I have a grid of tiles of a known finite size that forms a map. Some of the tiles inside the map are put into a set known as a territory. This territory is connected, but nothing is known about its shape. Most of the time it would be a fairly regular blob, but it could be very elongated in one direction, and it could potentially even have holes. I am interested in finding the (outer) border of the territory.
That is, I want a list of all the tiles that touch one of the tiles in the territory without itself being in the territory. What is an efficient way of finding this?
For extra difficulty, it happens that my tiles are hexes, but I suspect this doesn't make too much difference, each tile is still labelled with an integer x and y coordinate and, given a tile, I can easily find its neighbors. Below are a few examples: The black is the territory, and the blue the border I want to find. This in itself, is not a difficult problem, One simple algorithm for this, in pseudo-python, is:
def find_border_of_territory(territory):
border = []
for tile in territory:
for neighbor in tile.neighbors():
if neighbor not in territory and neighbor not in border:
border.add(neighbor)
However this is slow and I would like something better. I have an O(n) loop over the territory, another loop (a short one, but still) over all the neighbors, and then I have to check membership over two lists, one of which is of size n. That gives an awful scaling of O(n^2). I can reduce that to O(n) by using sets instead of lists for border and territory so that membership is fast to check, but it still isn't great. I expect there to be many cases where the territory is large but the border is small due to a simple area vs line scaling. For example if the territory is a hex of radius 5, it is of size 91 but the border is only of size 36.
Can anyone propose something better?
Edit:
To answer some of the questions below. The territory can range in size, from about 20 to 100 or so. The set of tiles forming the territory is an attribute of an object, and it's this object that needs a set of all the border tiles.
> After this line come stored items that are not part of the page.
PR #329, opened 2026-04-08
fix(quantizer): use rounded int8 values for SQ8 metadata to fix recall drop

### LINKED ISSUE #328: [Bug]: SQ8 quantization causes significant recall drop on OpenAI Performance1536D50K dataset
### Description

When benchmarking zvec v0.2.1 with SQ8 quantization on the OpenAI Performance1536D50K dataset using VectorDBBench, I observed a significant recall drop to 0.7377, which is much lower than expected.

Command used:

```
vectordbbench zvec --path Performance1536D50K --db-label 16c64g-v0.1 \
    --case-type Performance1536D50K --num-concurrency 1 \
    --quantize-type int8 --m 15 --ef-search 180
```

Initially the territory is created as a block, and then mostly gains tiles one by one. In this case, it is true that the fastest way is just to keep a set of the border and only update it on the tile that is gained. Occasionally a big change to the territory might happen - so it will need to be recalculated fully then.
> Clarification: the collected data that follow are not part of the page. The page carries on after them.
PR #338, opened 2026-04-14
feat: make max query topk configurable

Rm1n90:
## Summary

- Adds a `max_query_topk` parameter to `zvec.init()` so users can raise the hard topk ceiling (default 1024) when they accept the extra memory/latency tradeoff
- Stores the configured limit in `GlobalConfig` and reads it in `VectorQuery::validate()` instead of using the hardcoded `kMaxQueryTopk` constant
- Exposes the same config through the C API via `zvec_config_data_{set,get}_max_query_topk()`

### Usage

```python
import zvec

zvec.init(max_query_topk=4096)
results = collection.query(vq, topk=2048)  # now works
```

I'm now of the opinion that doing a simple border-finding algorithm is the best solution. The only additional complexity this raises is to ensure that the border is recalculated every single time it might need to be, but not more than that. I'm pretty confident that this can be done reliably in my current framework.
As for timing, in my current code I have some routines that need to check every tile of the territory . Not every turn, but on creation and occasionally afterwards. That takes over 50% of the running time of my suit of test code even though it is a very small part of the complete program. I was therefore keen to minimise any repeats. HOWEVER, the test code involves a lot more object creation than a normal running of the program (naturally), so I realise this might not be very relevant.